Die Verbindung zu anderen Organen
Das Herz arbeitet eng mit mehreren anderen Organen zusammen. Seine wichtigsten Partnerschaften sind:
● Niere: Herz und Niere müssen in Balance sein, damit Shen sich ruhig und geerdet anfühlt
● Milz: Die Milz produziert das Blut, das das Herz zum Nähren des Shen benötigt
● Lunge: Zusammen regulieren Herz und Lunge das Wei-Qi und die Abwehr
● Dünndarm: Sein Yang-Partnerorgan, mit dem es Trennungsaufgaben durchführt
Die spirituelle Bedeutung
In der TCM gilt das Herz als spirituelles Zentrum. Ein offenes, ausgeglichenes Herz symbolisiert:
● Verbindung zur eigenen inneren Weisheit
● Fähigkeit zu Mitgefühl und Liebe
● Authentischer Selbstausdruck
● Innerer Frieden und Lebenssinn
Lebensstil zur Stärkung des Herzens
Um das Herz nach TCM-Ansicht zu pflegen, werden empfohlen:
● Ausreichend Schlaf und Ruhe, besonders vor Mitternacht
● Moderate, freudevolle Aktivitäten statt Überreizung
● Warme, nährende Ernährung mit blutnährenden Lebensmitteln (rote Beeren, Datteln, Goji-Beeren, Nüsse)

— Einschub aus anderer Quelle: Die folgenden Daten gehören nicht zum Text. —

PR #133, opened 2024-03-12
feat(vlan): Add vlan tag support for VM reconcile.

CiraciNicolo:
*Description of changes:*

This commit implement VLAN tag support when creating - or more in general reconciling - a ProxmoxMachine. This feature implements a new optional value in the ProxmoxMachine CRS, defined in the NetworkDevice type. The value is an integer, delimited in the range 1-4094.

*Testing performed:*

Tests have been also implemented to prevent regression, and e2e tests have been conducted creating both cluster using the new property and without - to check past compat.


internal/service/vmservice/utils_test.go
```diff
@@ -216,3 +216,45 @@ func TestShouldUpdateNetworkDevices_NoUpdate(t *testing.T) {
...
+
+	badstrings := []string{
+		"virtio=",
+		"bridge=",
+		"uuid=7dd9b137-6a3c-4661-a4fa-375075e1776b",
+		"",
+	}
+
+	for _, m := range goodstrings {
+		mtu := extractNetworkVLAN(m.test)
```
avorima, line 242: This should be called vlan. Same thing in the badstrings loop

internal/webhook/proxmoxmachine_webhook.go
```diff
@@ -110,24 +121,51 @@ func validateNetworks(machine *infrav1.ProxmoxMachine) error {
...
-		return nil
+		return fmt.Errorf("mtu must be at least 1000 or 1, but was %d", *device.MTU)
 	}
 
-	if *device.MTU > 999 {
-		return nil
+	return nil
+}
+
+func validateNetworkDeviceVLAN(device *infrav1.NetworkDevice) error {
```
avorima, line 157: This is already covered by the OpenAPI spec, so you can remove it.

avorima (commented):
SonarCloud complains about missing coverage for the webhook package. Since the changes there are actually not needed you can just revert them and the test should pass.

CiraciNicolo:
Hi,

I've refactored the code as you suggested, and pulled the latest changes from main 😊

mcbenjemaa:
Please rebase.

I will let @avorima finish the review.

avorima (approved):
Thanks!
LGTM

PR #154, opened 2024-03-25
Unmount and deletes the cloudinit iso

mcbenjemaa:
Unmount cloudinit iso after the machine become ready


mcbenjemaa:
Closes #156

● Emotionale Balance durch Achtsamkeit und Meditation
● Bewusste, tiefe Atmung zur Beruhigung des Geistes
●Reduzierung von Koffein und anregenden Substanzen
Fazit
Das Herz in der TCM verkörpert weit mehr als nur ein physisches Organ – es ist der Sitz der Seele, des Geistes und der Emotionen. Ein starkes, harmonisches Herz-Qi ist die Grundlage für emotionale Stabilität, klares Denken, erholsamen Schlaf und Lebensfreude. Eine achtsame Lebensweise, regelmäßige Ruhe und eine nährende Ernährung unterstützen nach TCM-Verständnis diese zentrale Organ-Kraft.